(Beginning of Information supplied)
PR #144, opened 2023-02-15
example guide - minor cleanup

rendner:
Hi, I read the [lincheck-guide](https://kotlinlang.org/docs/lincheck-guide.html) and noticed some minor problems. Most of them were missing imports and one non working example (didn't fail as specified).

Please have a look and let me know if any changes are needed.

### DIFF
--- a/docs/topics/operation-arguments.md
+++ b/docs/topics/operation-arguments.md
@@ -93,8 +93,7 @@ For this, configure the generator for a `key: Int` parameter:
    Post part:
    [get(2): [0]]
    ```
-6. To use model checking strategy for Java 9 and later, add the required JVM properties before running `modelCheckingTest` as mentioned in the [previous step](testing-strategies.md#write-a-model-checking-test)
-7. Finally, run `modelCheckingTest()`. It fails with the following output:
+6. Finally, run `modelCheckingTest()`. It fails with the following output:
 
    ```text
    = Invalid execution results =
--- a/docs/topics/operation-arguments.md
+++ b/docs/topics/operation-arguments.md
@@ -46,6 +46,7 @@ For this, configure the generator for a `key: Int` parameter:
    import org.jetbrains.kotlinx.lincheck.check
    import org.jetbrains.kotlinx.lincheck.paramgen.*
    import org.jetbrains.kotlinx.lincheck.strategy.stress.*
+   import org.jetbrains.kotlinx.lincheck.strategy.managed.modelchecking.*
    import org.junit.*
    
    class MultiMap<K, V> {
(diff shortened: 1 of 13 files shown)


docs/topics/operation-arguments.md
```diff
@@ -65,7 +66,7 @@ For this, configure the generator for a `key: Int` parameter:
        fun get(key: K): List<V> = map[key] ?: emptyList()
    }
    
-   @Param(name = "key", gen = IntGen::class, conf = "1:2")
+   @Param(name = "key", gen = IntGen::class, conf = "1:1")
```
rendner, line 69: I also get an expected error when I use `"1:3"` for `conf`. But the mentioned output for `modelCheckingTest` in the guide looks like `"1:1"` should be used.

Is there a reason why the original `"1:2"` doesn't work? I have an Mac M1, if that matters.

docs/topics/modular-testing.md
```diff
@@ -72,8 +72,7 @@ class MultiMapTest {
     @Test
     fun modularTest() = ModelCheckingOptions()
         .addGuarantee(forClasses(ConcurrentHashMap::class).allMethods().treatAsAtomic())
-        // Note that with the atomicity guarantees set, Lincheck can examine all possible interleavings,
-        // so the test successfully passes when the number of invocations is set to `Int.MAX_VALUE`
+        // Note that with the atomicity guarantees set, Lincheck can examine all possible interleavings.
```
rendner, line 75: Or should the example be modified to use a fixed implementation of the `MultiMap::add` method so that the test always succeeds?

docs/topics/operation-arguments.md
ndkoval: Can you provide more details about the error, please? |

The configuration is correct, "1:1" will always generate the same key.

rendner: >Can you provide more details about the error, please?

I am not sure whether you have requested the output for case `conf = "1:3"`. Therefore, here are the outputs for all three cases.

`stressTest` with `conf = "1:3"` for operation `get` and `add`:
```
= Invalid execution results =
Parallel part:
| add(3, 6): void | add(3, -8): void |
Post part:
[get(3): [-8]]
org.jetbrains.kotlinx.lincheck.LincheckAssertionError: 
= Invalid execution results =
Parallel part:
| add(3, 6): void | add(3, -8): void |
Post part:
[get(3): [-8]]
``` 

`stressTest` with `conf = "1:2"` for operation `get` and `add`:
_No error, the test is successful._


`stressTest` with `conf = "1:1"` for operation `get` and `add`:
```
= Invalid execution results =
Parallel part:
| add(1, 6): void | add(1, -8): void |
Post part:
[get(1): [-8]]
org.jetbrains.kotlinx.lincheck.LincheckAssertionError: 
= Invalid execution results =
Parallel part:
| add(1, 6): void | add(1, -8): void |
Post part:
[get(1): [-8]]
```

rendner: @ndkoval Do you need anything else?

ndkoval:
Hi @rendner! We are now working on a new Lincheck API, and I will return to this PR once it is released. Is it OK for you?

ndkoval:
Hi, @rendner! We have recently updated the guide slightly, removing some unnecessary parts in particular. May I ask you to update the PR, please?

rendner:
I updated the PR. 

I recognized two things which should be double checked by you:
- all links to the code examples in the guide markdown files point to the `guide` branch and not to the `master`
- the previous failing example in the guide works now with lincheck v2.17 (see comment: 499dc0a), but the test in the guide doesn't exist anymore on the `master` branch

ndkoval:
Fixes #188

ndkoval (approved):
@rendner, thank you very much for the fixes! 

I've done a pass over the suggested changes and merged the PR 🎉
(End of Information supplied)
- What is being asked -
Pull each line containing the word "master" out of the data above.

- Output for this task -
- all links to the code examples in the guide markdown files point to the `guide` branch and not to the `master`
- the previous failing example in the guide works now with lincheck v2.17 (see comment: 499dc0a), but the test in the guide doesn't exist anymore on the `master` branch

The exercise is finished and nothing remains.